Perhaps (without getting into the debate about officers vs NCMs as pilots) it should just be understood that unless you positively indicate that you are willing to do staff jobs and advance much past the rank of LCol, the expectation is that pilots will fly the majority of their careers- and even then, only a small, exceptional minority will be advanced. That might fix some of the training, experience level and retention issues issues that we have self-inflicted upon ourselves.


----------



## Ostrozac (31 Jan 2015)

Max, Tacco,

You both have some interesting points. In your opinion, is the problem that there are too many Pilots assigned to "Any" positions, or is it that there are too many Pilot positions outside flying squadrons?

If it's the first issue, that's a relatively easy fix -- there are plenty of MOSIDs that rarely if ever assign a member out of trade.
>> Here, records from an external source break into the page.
PR #291, opened 2021-09-01
#285 remove sqlx repositories

### LINKED ISSUE #285: Remove sqlx repositories
Finalising migration away from sqlx now that all sqlx repositories have been reimplemented using deisel (see https://github.com/openmsupply/remote-server/pull/266). 

Seemed to be agreement that there is no benefit in duplicating future workloads by writing duplicate SQL and query builder statements, and can't see much to gain from retaining a bunch of dependencies and bloating our binary for a subset of functionality we have no plan to use (and can always cherry-pick from the commit history if we decide some of the retired code has some currently unforesee utility!).

wlthomson:
Closes #285.

<strike>Note that this breaks existing database tests which are using sqlx for migrations! If this PR isn't too big already, can migrate in this PR to use diesel migration functionality in place of the old sqlx migration, or can do that in a follow-up PR branched off these changes.<strike/>


wlthomson:
> 
> 
> Take in mind that the tests are using sqlx for migrations... Maybe it was just me but I had some problems with the Diesel migration macro, e.g. it required this global diesel macro and crashed rust-analyser...

Yup, that's what I was referring to with:

> Note that this breaks existing database tests which are using sqlx for migrations! 

Would you prefer me to address that in this PR or a separate follow-up?

clemens-msupply:
Think it would be good to try out the diesel migration macro first because if you don't like it either we would have to reshuffle the migration files again to work with sqlx...

wlthomson:
@clemens-msupply Cool. Have read up a bit and experimented and it seems to me that the difficulty may be due to attempting to embed the migrations in the binary. This seems like pretty cool functionality, but probably more than necessary atm.

Ideally don't want to keep sqlx in the repo just for migrations, but if we decide to go that way hopefully we can avoid having to bloat the binary with sqlx functionality we don't use or want!

clemens-msupply:
if I remember correctly Diesel requires to include the migration files in the main file (?)

sqlx can do it in the test, is the Rust compiler smart enough to keep sqlx completely out of the release binary?

wlthomson:
> if I remember correctly Diesel requires to include the migration files in the main file (?)

I'm f hoping that this is only the case if the migrations are embedded in the binary. Currently researching if it's possible to avoid that and just read directly from file (like with sqlx).

wlthomson:
> 
> 
> if I remember correctly Diesel requires to include the migration files in the main file (?)
> 
> sqlx can do it in the test, is the Rust compiler smart enough to keep sqlx completely out of the release binary?

Took a bit of experimentation (and reading some of the diesel source... the diesel migration docs are  a bit lacking), but have managed to replicate the existing test database setup using (unembedded) diesel migrations!

migrations/postgres/00000102_create_user_account/up.sql
```diff
@@ -0,0 +1,11 @@
+-- Create user_account table.
+
+CREATE EXTENSION pgcrypto;
```
clemens-msupply, line 3: Needed?

migrations/postgres/00000101_diesel_initial_setup/up.sql
```diff
@@ -0,0 +1,36 @@
...
+BEGIN
+    IF (
+        NEW IS DISTINCT FROM OLD AND
+        NEW.updated_at IS NOT DISTINCT FROM OLD.updated_at
+    ) THEN
+        NEW.updated_at := current_timestamp;
+    END IF;
+    RETURN NEW;
+END;
+$$ LANGUAGE plpgsql;
```
clemens-msupply, line 36: What do we use updated_at for? what is the equivalent in sqlite?

tests/repository/test_db.rs
```diff
@@ -1,48 +1,73 @@
...
+    let mut migrations_dir =
+        find_migrations_directory().expect("Failed to locate migrations directory");
+    migrations_dir.push(MIGRATION_PATH);
+
+    let mut migrations = mark_migrations_in_directory(&connection, &migrations_dir).unwrap();
+    migrations.sort_by(|(m, ..), (n, ..)| m.version().cmp(&n.version()));
+
+    for (migration, ..) in migrations.iter() {
+        migration.run(&connection).unwrap();
+    }
```
clemens-msupply, line 72: The migration part could be put into its own function...

clemens-msupply (approved):
Looks good to me.

There is only the initial_setup file I am unsure about...

clemens-msupply:
> Took a bit of experimentation (and reading some of the diesel source... the diesel migration docs are a bit lacking), but have managed to replicate the existing test database setup using (unembedded) diesel migrations!

nice!

migrations/postgres/00000101_diesel_initial_setup/up.sql
wlthomson: This is automatically generated by diesel for pg but not for sqlite. Pretty sure it's unneeded but kept it in for now just to be safe 😆.

migrations/postgres/00000102_create_user_account/up.sql
wlthomson: May as well, can't hurt to have a bit of additional security!

clemens-msupply: Yes we should definitely hash passwords. Since we have sqlite as an alternative DB we have to do it outside of the DB...

https://github.com/openmsupply/remote-server/issues/270

tests/repository/test_db.rs
wlthomson: Have spent a bit of time trying to, and struggling with the type definitions. Don't think it's a prority atm, but definitely go ahead and do a PR for it if you can figure it out (I'll have another go when I've got some higher priority things done)!

clemens-msupply: Yes its tricky, I had a chat with @chris-morgan about a similar issue, i.e. having a generic repo that takes a diesel Connection. The conclusion was: there is some compiler limitation/bug (?) that make type interference harder than necessary but it should be possible somehow (I gave up to follow up on it though...)

chris-morgan: For the record, what we did there was on the [playing-with-types branch](https://github.com/openmsupply/remote-server/commits/playing-with-types), ending up with a nice `MyConnection` trait that you can parameterise over without excessive verbosity. https://github.com/openmsupply/remote-server/commit/cbed4bc333ecfe1e143eb62139641c6311133d62 is the specific commit working around the unexpected rustc limitation (which turns out to be a [long-standing issue](https://github.com/rust-lang/rust/issues/20671) that people keep on tripping over (just *count* the duplicates and references!), but which can fortunately be worked around without much difficulty for associated types).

I've never seen a SAR Tech teaching recruits in Saint Jean, or a Legal Officer commanding a recruiting centre. And I'd be surprised to see Clearance Divers teaching drill at RMC. Adjusting the numbers on who fills the "Any" or "Any Air" billets is a fairly easy way to get Pilots back on squadron.

If there are too many pilot positions that are tied to desks -- that's a bit of a tougher problem. Are there a lot of Pilot positions tied to the Wings and Air Divisions? Are those positions performing jobs that absolutely, positively, couldn't be done by ACSO or AERE?


----------



## SeaKingTacco (31 Jan 2015)

I cannot speak for Max, but the problem as I see it is multi-faceted. In the first place, there are way too many HQs in the CF, which drives a nearly insatiable desire for staff officers.  The second problem is that of all the officer occupations, pilots (along with maybe doctors and dentists) are really, really expensive to train. Why do we just not acknowledge that fact and try to get the best return on our training dollar by keeping pilots in cockpits for as much of their career as possible? Which means limiting the amount of "ATR" jobs available to the occupation.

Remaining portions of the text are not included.